Question

A cube that is \(4.00 \mathrm{cm}\) on a side and of density $8.00 \times 10^{2} \mathrm{kg} / \mathrm{m}^{3}$ is attached to one end of a spring. The other end of the spring is attached to the base of a beaker. When the beaker is filled with water until the entire cube is submerged, the spring is stretched by \(1.00 \mathrm{cm} .\) What is the spring constant?

Short answer

Answer: The spring constant of the spring is 439.2 N/m.

Step-by-step solution

Calculate the mass of the cube

We are given the density (\(\rho\)) of the cube and its side length (\(a\)). To find the mass (\(m\)) of the cube, we can use the formula \(m=\rho V\), where \(V\) is the volume of the cube and can be calculated as \(a^3\). The volume of the cube is: \(V = a^3 = (4.00\,\text{cm})^3 = 64.00\,\text{cm}^3.\) Since we're dealing with density in kg/m³, we must convert the volume to m³: \(V = 64.00 \times 10^{-6}\,\text{m}^3\) Now we can calculate the mass of the cube: \(m = \rho V = (8.00 \times 10^2\,\text{kg/m}^3) \times (64.00 \times 10^{-6}\,\text{m}^3) = 0.512\,\text{kg}.\)

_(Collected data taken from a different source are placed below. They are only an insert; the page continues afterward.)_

PR #687, opened 2022-04-27
Parse ITF files for models to be listen in the model import dialog

signedav:
And escape parsing on XTF when it goes over 100 lines without any results

### DIFF
--- a/QgisModelBaker/utils/gui_utils.py
+++ b/QgisModelBaker/utils/gui_utils.py
@@ -1,3 +1,4 @@
+import mmap
 import os
 import pathlib
 import re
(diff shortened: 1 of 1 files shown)


QgisModelBaker/utils/gui_utils.py
```diff
@@ -490,9 +491,10 @@ def refresh_model(self, source_model, db_connector=None, silent=False):
 
     def _transfer_file_models(self, xtf_file_path):
```
domi4484, line 492:
```suggestion
    def _transfer_file_models(self, transfer_file_path):
```
The parameter should be renamed if it can be both an xtf or an itf file

domi4484 (approved):
Looks good to me. Where can I find an itf file? i can't remember how it looks like and wanted to take a look...
Could a test be added for the itf parsing?

PR #694, opened 2022-05-13
Fix defaultbasketvars

signedav:


domi4484 (approved):
I'am not 100% sure what the 1st point meands. But the code looks good to me

PR #719, opened 2022-09-01
Validator --skipGeometryCheck and --validConfig options

domi4484:
Depends on https://github.com/opengisch/QgisModelBakerLibrary/pull/20

image

### DIFF
--- a/QgisModelBaker/gui/validate.py
+++ b/QgisModelBaker/gui/validate.py
@@ -29,7 +29,7 @@ from qgis.core import (
 )
 from qgis.gui import QgsGui
 from qgis.PyQt.QtCore import QStandardPaths, Qt, QTimer
-from qgis.PyQt.QtWidgets import QAction, QDockWidget, QHeaderView, QMenu
+from qgis.PyQt.QtWidgets import QAction, QDockWidget, QFileDialog, QHeaderView, QMenu
 
 import QgisModelBaker.libs.modelbaker.utils.db_utils as db_utils
 from QgisModelBaker.gui.panel.filter_data_panel import FilterDataPanel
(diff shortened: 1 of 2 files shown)


signedav:
Nice. Can you make a file browser option for the config file? See existing implementation in ili2db_options.py

domi4484:
@signedav do you mean having the possibility to set it into this form? Or just so that the path is taken/saved to settings?

QgisModelBaker/gui/validate.py
```diff
@@ -464,3 +475,10 @@ def _get_feature_in_project(self, t_ili_tid):
                     if feature.attributes()[idx] == t_ili_tid:
                         return layer, feature
         return None, None
+
+    def _select_validator_config_file(self):
+        filename, _ = QFileDialog.getOpenFileName(
```
signedav, line 480: You can use here make_file_selector from qt_utils.py doing not much but having less lines of code here.

Anyway, would be nice to pass a filter on "ini" and "INI".

signedav (approved):

signedav:
> @signedav do you mean having the possibility to set it into this form? Or just so that the path is taken/saved to settings?

Ah sorry. I was confused by the tooltip in your screenshot. :-)

signedav:
Do you plan to append the configuration part here or in another PR?

QgisModelBaker/gui/validate.py
domi4484: Thanks I changed that as suggested

domi4484:
What do you mean with configuration part? this one? https://github.com/opengisch/QgisModelBakerLibrary/pull/20

signedav:
No the passing of the parameter. But I've overseen it. Fine. So this is good here.

signedav:
Merge when https://github.com/opengisch/QgisModelBakerLibrary/pull/20 is done.

signedav:
🎉

PR #720, opened 2022-09-01
Flash pan and zoom

domi4484:
Peek 2022-09-01 15-14


domi4484:
@signedav sorry is not based on master but #719 because I was getting conflicts with the .ui file :see_no_evil:

signedav (approved):

PR #733, opened 2022-09-19
Use functions with source provider instead of converted QgsDataSource

signedav:
Because QgsDataSource::uri does return unproper filepath when having spaces in the path.

Needs modelbaker 1.3.2


signedav:
needs new lib before test will work...

domi4484 (approved):

PR #740, opened 2022-10-24
only pan when feature has geometry (and zoom to feature)

signedav:
do flash coordinates and features geometry


sidhochwind:
Thanks

signedav:
Thanks

PR #856, opened 2023-12-01
set transaction mode as enum

signedav:
Requires https://github.com/opengisch/QgisModelBakerLibrary/pull/80


domi4484 (approved):
Could we define "AutomaticGroups", "Disable", and so on as const in the library instead of using the literals?

signedav:
Yeah. or what do you think about `Qgis.TransactionMode.AutomaticGroups.name`?

domi4484:
> Yeah. or what do you think about `Qgis.TransactionMode.AutomaticGroups.name`?

yes even better!

PR #858, opened 2023-12-04
Topping on create Project

### LINKED ISSUE #479: Toppings on Project Create
Damit auch aus einer bestehenden DB die Usabilityhub Toppings verwendet werden können.

Es muss irgendwie sichergestellt werden, dass die DB auch korrekt erstellt wurde (korrekte TOMLs etc und benötigte Kataloge importiert wurden.).

Dann muss irgendwie gelesen werden, welche Models dass importiert wurden um die Metaconfigurations zu listen.

Es gibt verschiedene Risiken. Sollen Kataloge noch einmal importiert werden oder nicht?

### LINKED ISSUE #768: Enable Topping import for genrating projects from existing databases
Proposal:
- The import of Toppings should also be possible when generating projects from existing databases.

Pros:
- When a project is corrupt, one could easily restore them without regenerating the database and reimporting the data
- One could set up the project for different users and do not have to share projects which were probably changed by the user after they were generated

Cons:
- Compatibility-issues for users using the proposed option with a generated database which is not compatible with the database they have generated (see. #759)

This is an idea which my organization would benefit from. It must be discussed whether other users would also benefit from it, or if the dangers of incompatibilities/complexity is too big.

signedav:
### Get Topping of Metaconfig stored in the DB
Since ili2db 4.11 the id of the metaconfiguration file used to create the physical database is stored in the meta-tables. This means, on **Project Creation** we consider this id and provide the linked **project topping**.

Screenshot from 2023-12-04 14-41-47

### Get Topping by selection
Still it's possible to **disable it** and choose another **project topping file**.

image

You can choose a **project topping file** (identified by model, db-type) from the **UsabILITy Hub** repositories or as well a YAML file from the **local system**.

### Why, *project topping* file
... and not "metaconfiguration* file? 

Because on this step only project topping files are relevant. Metaconfiguration files are only relevant, when the schema is created. We thought about to provide them, to choose the same like on schema import, but this part is already provided by getting the topping from the DB.

### To do
- [x] preferredDataSource
- [x] Finetune GUI
- [x] Synchronize with other open PRs

Resolves #479 and resolves #768

## Busy Bar

Not directly related to this topic but it popped up again. Sometimes the wizard has to load - mostly checking the repos to suggest data / reload the comboboxes. And there users are confused, what's happening. For this reason it does now:
- Disable the Wizard Page (not cancel button)
- Showing a busy bar... 

[Screencast from 04.12.2023 16:24:24.webm](https://github.com/opengisch/QgisModelBaker/assets/28384354/95a0f31c-8d70-4ba5-b728-4c711d862270)

### DIFF
--- a/QgisModelBaker/gui/workflow_wizard/workflow_wizard.py
+++ b/QgisModelBaker/gui/workflow_wizard/workflow_wizard.py
@@ -694,11 +694,10 @@ class WorkflowWizard(QWizard):
 
     def busy(self, page, busy, text="Busy..."):
         page.setEnabled(not busy)
+        self.log_panel.busy_bar.setVisible(busy)
         if busy:
             self.log_panel.busy_bar.setFormat(text)
-            self.log_panel.busy_bar.setVisible(True)
         else:
-            self.log_panel.busy_bar.setVisible(False)
             self.log_panel.scrollbar.setValue(self.log_panel.scrollbar.maximum())
 
 
--- a/QgisModelBaker/gui/workflow_wizard/workflow_wizard.py
+++ b/QgisModelBaker/gui/workflow_wizard/workflow_wizard.py
@@ -272,8 +272,10 @@ class WorkflowWizard(QWizard):
                         "Checking for potential referenced data on the repositories (might take a while)..."
                     )
                 )
-                self.schema_configuration_page.busy(
-                    True, self.tr("Checking for potential referenced data...")
+                self.busy(
+                    self.schema_configuration_page,
+                    True,
+                    self.tr("Checking for potential referenced data..."),
                 )
                 self.schema_configuration_page.setComplete(False)
                 if (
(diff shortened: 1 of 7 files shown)


signedav:
Any inputs on that @geckoGIS ?

QgisModelBaker/gui/workflow_wizard/workflow_wizard.py
```diff
@@ -670,10 +692,20 @@ def append_dropped_files(self, dropped_files, dropped_ini_files):
                 dropped_ini_files[0]
             )
 
+    def busy(self, page, busy, text="Busy..."):
+        page.setEnabled(not busy)
+        if busy:
+            self.log_panel.busy_bar.setFormat(text)
+            self.log_panel.busy_bar.setVisible(True)
+        else:
+            self.log_panel.busy_bar.setVisible(False)
```
domi4484, line 701:
```suggestion
        page.setEnabled(not busy)
        self.log_panel.busy_bar.setVisible(busy)
        if busy:
            self.log_panel.busy_bar.setFormat(text)
        else:
```

domi4484 (approved):
Code looks good to me. Just one question which code makes the progressbar moving? I can't see it :)

signedav:
> Just one question which code makes the progressbar moving? I can't see it :)

That's pure magic 🧙 It's the `QProgressBar.setRange(0,0)` - Haven't knew it untill today neither...

domi4484 (approved):

PR #860, opened 2023-12-06
fix wrong negation on transaction mode

signedav:


signedav:
too much negations :-)

domi4484 (approved):

PR #866, opened 2023-12-08
Checkbox to use superuser in TID Manager

signedav:
In case of PostgreSQL provider, there is a checkbox to perform set (set in DB) and reset (reset in GUI by current value from DB) as super user (configured in the general Model Baker settings).

image

If the credentials have not the rights (no matter if superuser or not) an error occurs, and the value in the GUI is reset to the last correctly read value (in case it could never been read from the DB it's "-").

Special behavior on resetting the values (in the gui) with wrong credentials -> it will set the value to "-" (because we cannot know what is the current value). On the other hand, when we want to set the value with wrong credentials, it's reset to the last loaded value (in the current session). This means:
- we choose "Reset Values" with correct credentials -> Set to 15 in GUI
- we change it to 16 -> Set to 16 in GUI
- we store with wrong credentials -> Set to 15 in GUI
But when:
- we choose "Reset Values" with wrong credentials -> Set to "-" in GUI
- we change it to 16 -> Set to 16 in GUI 
- we store with wrong credentials -> Set to "-" in GUI


QgisModelBaker/gui/panel/set_sequence_panel.py
```diff
@@ -29,18 +31,59 @@ class SetSequencePanel(QWidget, WIDGET_UI):
...
+                result, message = False, None
+                db_connector = db_utils.get_db_connector(self.configuration)
+                if db_connector:
+                    result, message = db_connector.set_ili2db_sequence_value(
+                        self.sequence_value_edit.value()
+                    )
+                if not result:
+                    # reset value
+                    if self.last_loaded_sequence_value is None:
+                        self.sequence_value_edit.setSpecialValueText("-")
```
domi4484, line 79:
```suggestion
                        self.sequence_value_edit.setValue(0)
```
specialvalue text is specified in the constructor

domi4484: or even better `self.sequence_value_edit.setValue(self.sequence_value_edit.minimum())`

On my crusade against literals ⚔️ 😅

PR #868, opened 2023-12-13
Name OID/TID strictly OID to avoid confusions

signedav:
- [x] Screenshots


signedav:
@domi4484 Thanks. Hope it's the last one for a moment.

docs/background_info/oid_tid_generator.md
```diff
@@ -110,13 +110,13 @@ In the QGIS Project the default value expression for `t_ili_tid` therefore is:
 | City_V1.TypeID | <code>'_' &#124;&#124; uuid('WithoutBraces')</code> |
 | not defined | <code>'_' &#124;&#124; uuid('WithoutBraces')</code> |
 
-### TID (OID) Manager
+### OID Manager
 
 Since the user has to be able to edit those values, they are provided in the GUI.
 
-Additionally to the [page implemented in the wizard](../../user_guide/import_workflow/#tid-oid-values) the configuration of the TIDs can be made on existing QGIS Projects.
+Additionally to the [page implemented in the wizard](../../user_guide/import_workflow/#tid-oid-values) the configuration of the OIDs can be made on existing QGIS Projects.
```
domi4484, line 117: How does those links work? They search for a chapter with that name using the `-` as a wildchar?

In that case the link should become `../../user_guide/import_workflow/#oid-values`

In other places as well... maybe there is a pipeline action that can check those internal links?

domi4484 (approved):

docs/background_info/oid_tid_generator.md
signedav: Yes. You are right, it should be #oid-values The - is representing a space.

Good idea to check the links in a pipeline. I wonder if there is something existing for that :thinking:

domi4484: I think Adrien did something in the talking repo. Don't know if it can be used here

PR #870, opened 2023-12-15
accept xml files in wizard

signedav:
just not on dropping in qgis directly


domi4484 (approved):
Ah yes, this clearly needs to be there

PR #873, opened 2023-12-21
Keep Settings in UsabILIty Exporter on Navigation

### LINKED ISSUE #746: UsabILItyHub Topping Exporter Improvements
### UI/UX
- [ ] On the categories it would be cool to have a "select/unselect all"
- [x] The categories window could be enlarged a little
- [x] On going back to models, the selection of the export sources (like qml, qlr etc.) are reset, while the categories are not

### Features
- [x] Transaction mode is not handled by the exporter (properties)
- [x] iliname or tablename is not handled by the exporter, so renaming is not yet integrated properly -> This is implemented with tablename and geometry column. I guess this is sufficient.

signedav:
On going forward and back navigation in the wizard the checked states in...
- model page
- layer tree page
- additive settings (variables, print layouts etc)

... persists.

And a "select all" on categories...

Resolves #746

### DIFF
--- a/QgisModelBaker/gui/topping_wizard/additives_page.py
+++ b/QgisModelBaker/gui/topping_wizard/additives_page.py
@@ -18,7 +18,6 @@
 """
 
 from qgis.core import QgsProject
-from qgis.PyQt.QtCore import Qt
 from qgis.PyQt.QtWidgets import QWizardPage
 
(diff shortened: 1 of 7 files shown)


domi4484 (approved):
Looks good to me

domi4484 (approved):
Looks good to me

PR #877, opened 2024-02-09
Wait for model refresh on local repository topping receive

signedav:
We had the functionality where we wait in a loop for the topping files to be downloaded. When there is a local repository, we did not wait for download (because the files where already there). But the model (where the mapping from id to file location is done) was sometimes not refreshed yet. That's why we wait for the signal in every case now.

And I renamed the signal in the library to avoid confusion.


domi4484 (approved):

signedav:
Waiting for new Library release after https://github.com/opengisch/QgisModelBakerLibrary/pull/85

PR #904, opened 2024-04-29
Add tag modelbaker

domi4484:
For people like me that always search for "modelbaker" without space in the plugin manager


signedav:
No idea if it would work. If yes, then go for it and add 'QgisModelBaker' as well.

signedav (approved):

signedav:
Thanks

PR #914, opened 2024-05-30
Smart 1 project optimization

signedav:
Most is done in the backend, but in the strategy selection combobox only HIDE and NONE should be provided (no GROUP).

As well the texts should describe the use case with smart1.

image

With this it reads the smart-inheritance mapping that has been chosen for the current schema and updates the combobox accordingly.

Requires https://github.com/opengisch/QgisModelBakerLibrary/pull/93


gacarrillor (approved):

docs/docs/background_info/extended_models_optimization.md
```diff
@@ -36,7 +36,7 @@ What to do then? Well, you have always the option for the [NONE-strategy](../../
 
 ## Strategies
 
-Let's check out the following examle model and it's implementation according to the strategies.
+Let's check out the following examle model and it's implementation according to the strategies on a database created with ***smart2intehritance***.
```
gacarrillor, line 39: *example

PR #919, opened 2024-06-04
Implement override decorator to make it clear what methods override a superclass method

gacarrillor:


signedav:
Cool. Btw. do you plan to have a look at https://github.com/opengisch/QgisModelBakerLibrary and check if it would make sense there as well (and if so, then where). I know that it might not be possible to implement it there everywhere though.

gacarrillor:
> Cool. Btw. do you plan to have a look at https://github.com/opengisch/QgisModelBakerLibrary and check if it would make sense there as well (and if so, then where)? I know that it might not be possible to implement it there everywhere though.
> 
> Edit: Maybe other stuff makes more sense in the backend library (are higher priority) like e.g. return type definitions etc.

Yeap, I was going to continue with the lib. Thanks for the pointers, perhaps we can add both override and type definitions, let's see if time allows it.

signedav (approved):

PR #918, opened 2024-06-04
[gui] Remember previous settings when using a PG service

gacarrillor:
**What is changed**

When opening the dialog, if there is a service stored in QSettings, we set it in the first place (before it was set in the last place), and after that we check for QSettings that complement the PG service settings.

**Other details**

Note the current PG service definition will take precedence over corresponding stored QSettings.

Also note that SSLMode is not being stored in QSettings (see https://github.com/opengisch/QgisModelBakerLibrary/blob/412e60ccf4a0cf96432470c49d3eb725489626de/modelbaker/db_factory/pg_command_config_manager.py#L149-L173). 

[PR #96](https://github.com/opengisch/QgisModelBakerLibrary/pull/96) to the underlying lib fixes that.

-------------

Fix #709

PR #922, opened 2024-06-06
[tests] Test that PG service settings are remembered

gacarrillor:
As well as additional settings given by users like schema, ssl-mode and auth config.

Note:
Added a prefix on a test utility function to avoid the `SKIPPED (This is a utility function, not a test function)` notice when running tests.

Follow-up #918

### DIFF
--- a/QgisModelBaker/tests/utils.py
+++ b/QgisModelBaker/tests/utils.py
@@ -4,6 +4,6 @@ import pytest
 
 
 @pytest.mark.skip("This is a utility function, not a test function")
-def _testdata_path(path):
+def path_testdata(path):
     basepath = os.path.dirname(os.path.abspath(__file__))
     return os.path.join(basepath, "testdata", path)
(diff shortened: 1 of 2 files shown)


QgisModelBaker/tests/utils.py
```diff
@@ -4,6 +4,6 @@
 
 
 @pytest.mark.skip("This is a utility function, not a test function")
-def testdata_path(path):
+def _testdata_path(path):
```
signedav, line 7: Could it be something else than an `_`, since for me it's an indicator for "private" functions.  What about `path_testdata` ? As far as I understand it just must not start with "test", right?

gacarrillor: Correct, addressed in https://github.com/opengisch/QgisModelBaker/pull/922/commits/085c0293d40099533464742b78a81caa492f3b11

signedav (approved):

PR #79, opened 2023-05-11
💅 Improve the frontmatter spacing

rowanc1:
@tavin this should help out! Thanks again fro catching this. :)

### DIFF
--- a/.changeset/metal-insects-breathe.md
+++ b/.changeset/metal-insects-breathe.md
@@ -1,0 +1,5 @@
+---
+'@myst-theme/frontmatter': patch
+---
+
+Improve spacing under title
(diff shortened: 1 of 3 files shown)


tavin:
@rowanc1 I've tried your latest changes and everything's looking much better, thank you!

At some point you might wanna look at what happens when there's no frontmatter (and no H1) at all -- again, it results in some unwanted space on top. Or I may try to fix that myself.

But it's a minor concern, I think I will always have a frontmatter title or H1 in my current project.

rowanc1:
Awesome! Slowly we will get to this being 💯...

Would love a PR if you are up for it!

Calculate the weight of the cube

To find the weight (\(W\)) of the cube, we can use the formula \(W = m g\), where \(g\) is the acceleration due to gravity (approximately \(9.81\,\text{m/s}^2\)). The weight of the cube is: \(W = mg = (0.512\,\text{kg}) \times (9.81\,\text{m/s}^2) = 5.019\,\text{N}\).

Calculate the buoyant force exerted by the fluid

The buoyant force (\(F_B\)) exerted by the fluid on the submerged object (cube) is equal to the weight of the displaced fluid. We can calculate the buoyant force using the formula \(F_B = \rho_{water} V g\), where \(\rho_{water}\) is the density of water (approximately \(1 \times 10^3\,\text{kg/m}^3\)). The buoyant force exerted by the water is: \(F_B = \rho_{water} V g = (1 \times 10^3\,\text{kg/m}^3) \times (64.00 \times 10^{-6}\,\text{m}^3) \times (9.81\,\text{m/s}^2) = 0.627\,\text{N}\).

Use Hooke's law to find the spring constant

According to Hooke's law, the force exerted by the spring (\(F_s\)) is proportional to its displacement from the equilibrium position (\(x\)). The force exerted by the spring balances the difference between the weight of the cube and the buoyant force, so \(F_s = W - F_B\). The force exerted by the spring is: \(F_s = W - F_B = 5.019\,\text{N} - 0.627\,\text{N} = 4.392\,\text{N}\). Now, we can use the formula \(F_s = kx\) to solve for the spring constant (\(k\)), where \(x = 1.00\,\text{cm} = 0.0100\,\text{m}\) The spring constant is: \(k = \frac{F_s}{x} = \frac{4.392\,\text{N}}{0.0100\,\text{m}} = 439.2\,\text{N/m}\). The spring constant of the spring is \(439.2\,\text{N/m}\).